» Stored items:
PR #209, opened 2020-03-31
Introduce builder methods to mock OPA with all JWT outputs available in AuthRule

JoergSiebahn:
I lost some time in figuring out why my OPA mocks did not match until I realized that I you can not use the same value in the request and the OPA. This PR adds methods for all data types the AuthRule is able to return the JWT. So the OPA mock builder can be used in any case easily.

### DIFF
--- a/sda-commons-server-auth-testing/src/main/java/org/sdase/commons/server/opa/testing/OpaRule.java
+++ b/sda-commons-server-auth-testing/src/main/java/org/sdase/commons/server/opa/testing/OpaRule.java
@@ -16,14 +16,21 @@ import com.github.tomakehurst.wiremock.client.ResponseDefinitionBuilder;
 import com.github.tomakehurst.wiremock.http.RequestMethod;
 import com.github.tomakehurst.wiremock.junit.WireMockClassRule;
 import com.github.tomakehurst.wiremock.matching.RequestPatternBuilder;
+import java.util.List;
+import java.util.Objects;
+import javax.ws.rs.core.MultivaluedMap;
 import org.junit.rules.ExternalResource;
 import org.junit.rules.RuleChain;
 import org.junit.runner.Description;
 import org.junit.runners.model.Statement;
 import org.sdase.commons.server.opa.filter.model.OpaResponse;
+import org.slf4j.Logger;
+import org.slf4j.LoggerFactory;
 
 @SuppressWarnings("WeakerAccess")
 public class OpaRule extends ExternalResource {
+
+  private static final Logger LOG = LoggerFactory.getLogger(OpaRule.class);
 
   private static final ObjectMapper OM = new ObjectMapper();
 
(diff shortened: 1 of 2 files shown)


sda-commons-server-auth-testing/src/main/java/org/sdase/commons/server/opa/testing/OpaRule.java
```diff
@@ -139,6 +146,37 @@ public void mock(BuildBuilder builder) {
...
+      if (jwtWithBearerPrefix == null || !jwtWithBearerPrefix.toLowerCase().startsWith("bearer ")) {
+        LOG.warn(
+            "Requested to mock OPA request from header value but no Bearer prefix found in {}",
+            jwtWithBearerPrefix);
+        return this;
+      }
+      return withJwt(jwtWithBearerPrefix.substring("bearer".length()).trim());
+    }
+
+    default RequestExtraBuilder withJwtFromHeaders(MultivaluedMap<String, Object> headers) {
```
Fox32, line 160: This (or both) new methods feels a bit strange, doesn't the AuthRule provide the matching methods to directly generate the right values? Now you pack them first and then unpack them here again?

JoergSiebahn: It depends on how you write your tests. I came up to this extension when I had to modify test cases like this:

```
     String jwt = AUTH.auth().buildToken();

    OPA.mock(
        onRequest()
            // …
            .withJwt(jwt)
            // …

  Response response =
        createTarget()
            // …
            .request(MediaType.APPLICATION_JSON_TYPE)
            .header("Authorization", "Bearer " + jwt) // this should not be needed
            .get()) {
```

Where the previous version without JWT assertion in the OPA mock used simply:

```
            // …
            .header("Authorization", AUTH.auth().buildHeaderValue())
            // …
```

In other cases we use the simplest method `.headers(AUTH.auth().buildAuthHeader())`.

In my opinion it is much easier to enhance existing tests with the new JWT assertion in OPA if you provide methods for all variants the `AuthRule` offers.

Actually it took me some (too much) time to realize that I'm passing the full header value to `withJwt(String)` and „Bearer“ does not match in the OPA mock. I like to avoid that mistake a second time. Guidance with some explicit methods is appreciated.

Fox32: Ah, ok. Calling `buildXXX` twice might cause different tokens, that can be a problem.

dhenneke: But you still need to always store the jwt value (either as jwt, header, or map) in a variable. Why not store the token builder and then use the corresponding methods to get the correct value?

```java
// Configure the token once. Depending on the
// test class maybe as instance variable.
AuthBuilder jwt = AUTH.auth();

OPA.mock(
    onRequest()
        // …
        .withJwt(jwt.buildToken()) // get the signed token
        // …

Response response =
    createTarget()
        // …
        .request(MediaType.APPLICATION_JSON_TYPE)
        .headers(jwt.buildAuthHeader()) // get the signed token as header
        .get()) {
```

The signature algorithms that we use all produce reproducible signatures for the same input.

JoergSiebahn: Although the current implementation (in the test builder) generates the same token every time for the same content, you should not rely on that. Usually a token will contain a timestamp of creation and at least with other algorithms the signature should be salted. If one of these changes, e.g. supporting different algorithms or adding `iat` to the generated test token for any reason I would prefer that my test code does not break for reasons that are hard to find.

» Exercise objective: Repeat the records above in full, word for word.

» Answer box:
PR #209, opened 2020-03-31
Introduce builder methods to mock OPA with all JWT outputs available in AuthRule

JoergSiebahn:
I lost some time in figuring out why my OPA mocks did not match until I realized that I you can not use the same value in the request and the OPA. This PR adds methods for all data types the AuthRule is able to return the JWT. So the OPA mock builder can be used in any case easily.

### DIFF
--- a/sda-commons-server-auth-testing/src/main/java/org/sdase/commons/server/opa/testing/OpaRule.java
+++ b/sda-commons-server-auth-testing/src/main/java/org/sdase/commons/server/opa/testing/OpaRule.java
@@ -16,14 +16,21 @@ import com.github.tomakehurst.wiremock.client.ResponseDefinitionBuilder;
 import com.github.tomakehurst.wiremock.http.RequestMethod;
 import com.github.tomakehurst.wiremock.junit.WireMockClassRule;
 import com.github.tomakehurst.wiremock.matching.RequestPatternBuilder;
+import java.util.List;
+import java.util.Objects;
+import javax.ws.rs.core.MultivaluedMap;
 import org.junit.rules.ExternalResource;
 import org.junit.rules.RuleChain;
 import org.junit.runner.Description;
 import org.junit.runners.model.Statement;
 import org.sdase.commons.server.opa.filter.model.OpaResponse;
+import org.slf4j.Logger;
+import org.slf4j.LoggerFactory;
 
 @SuppressWarnings("WeakerAccess")
 public class OpaRule extends ExternalResource {
+
+  private static final Logger LOG = LoggerFactory.getLogger(OpaRule.class);
 
   private static final ObjectMapper OM = new ObjectMapper();
 
(diff shortened: 1 of 2 files shown)


sda-commons-server-auth-testing/src/main/java/org/sdase/commons/server/opa/testing/OpaRule.java
```diff
@@ -139,6 +146,37 @@ public void mock(BuildBuilder builder) {
...
+      if (jwtWithBearerPrefix == null || !jwtWithBearerPrefix.toLowerCase().startsWith("bearer ")) {
+        LOG.warn(
+            "Requested to mock OPA request from header value but no Bearer prefix found in {}",
+            jwtWithBearerPrefix);
+        return this;
+      }
+      return withJwt(jwtWithBearerPrefix.substring("bearer".length()).trim());
+    }
+
+    default RequestExtraBuilder withJwtFromHeaders(MultivaluedMap<String, Object> headers) {
```
Fox32, line 160: This (or both) new methods feels a bit strange, doesn't the AuthRule provide the matching methods to directly generate the right values? Now you pack them first and then unpack them here again?

JoergSiebahn: It depends on how you write your tests. I came up to this extension when I had to modify test cases like this:

```
     String jwt = AUTH.auth().buildToken();

    OPA.mock(
        onRequest()
            // …
            .withJwt(jwt)
            // …

  Response response =
        createTarget()
            // …
            .request(MediaType.APPLICATION_JSON_TYPE)
            .header("Authorization", "Bearer " + jwt) // this should not be needed
            .get()) {
```

Where the previous version without JWT assertion in the OPA mock used simply:

```
            // …
            .header("Authorization", AUTH.auth().buildHeaderValue())
            // …
```

In other cases we use the simplest method `.headers(AUTH.auth().buildAuthHeader())`.

In my opinion it is much easier to enhance existing tests with the new JWT assertion in OPA if you provide methods for all variants the `AuthRule` offers.

Actually it took me some (too much) time to realize that I'm passing the full header value to `withJwt(String)` and „Bearer“ does not match in the OPA mock. I like to avoid that mistake a second time. Guidance with some explicit methods is appreciated.

Fox32: Ah, ok. Calling `buildXXX` twice might cause different tokens, that can be a problem.

dhenneke: But you still need to always store the jwt value (either as jwt, header, or map) in a variable. Why not store the token builder and then use the corresponding methods to get the correct value?

```java
// Configure the token once. Depending on the
// test class maybe as instance variable.
AuthBuilder jwt = AUTH.auth();

OPA.mock(
    onRequest()
        // …
        .withJwt(jwt.buildToken()) // get the signed token
        // …

Response response =
    createTarget()
        // …
        .request(MediaType.APPLICATION_JSON_TYPE)
        .headers(jwt.buildAuthHeader()) // get the signed token as header
        .get()) {
```

The signature algorithms that we use all produce reproducible signatures for the same input.

JoergSiebahn: Although the current implementation (in the test builder) generates the same token every time for the same content, you should not rely on that. Usually a token will contain a timestamp of creation and at least with other algorithms the signature should be salted. If one of these changes, e.g. supporting different algorithms or adding `iat` to the generated test token for any reason I would prefer that my test code does not break for reasons that are hard to find.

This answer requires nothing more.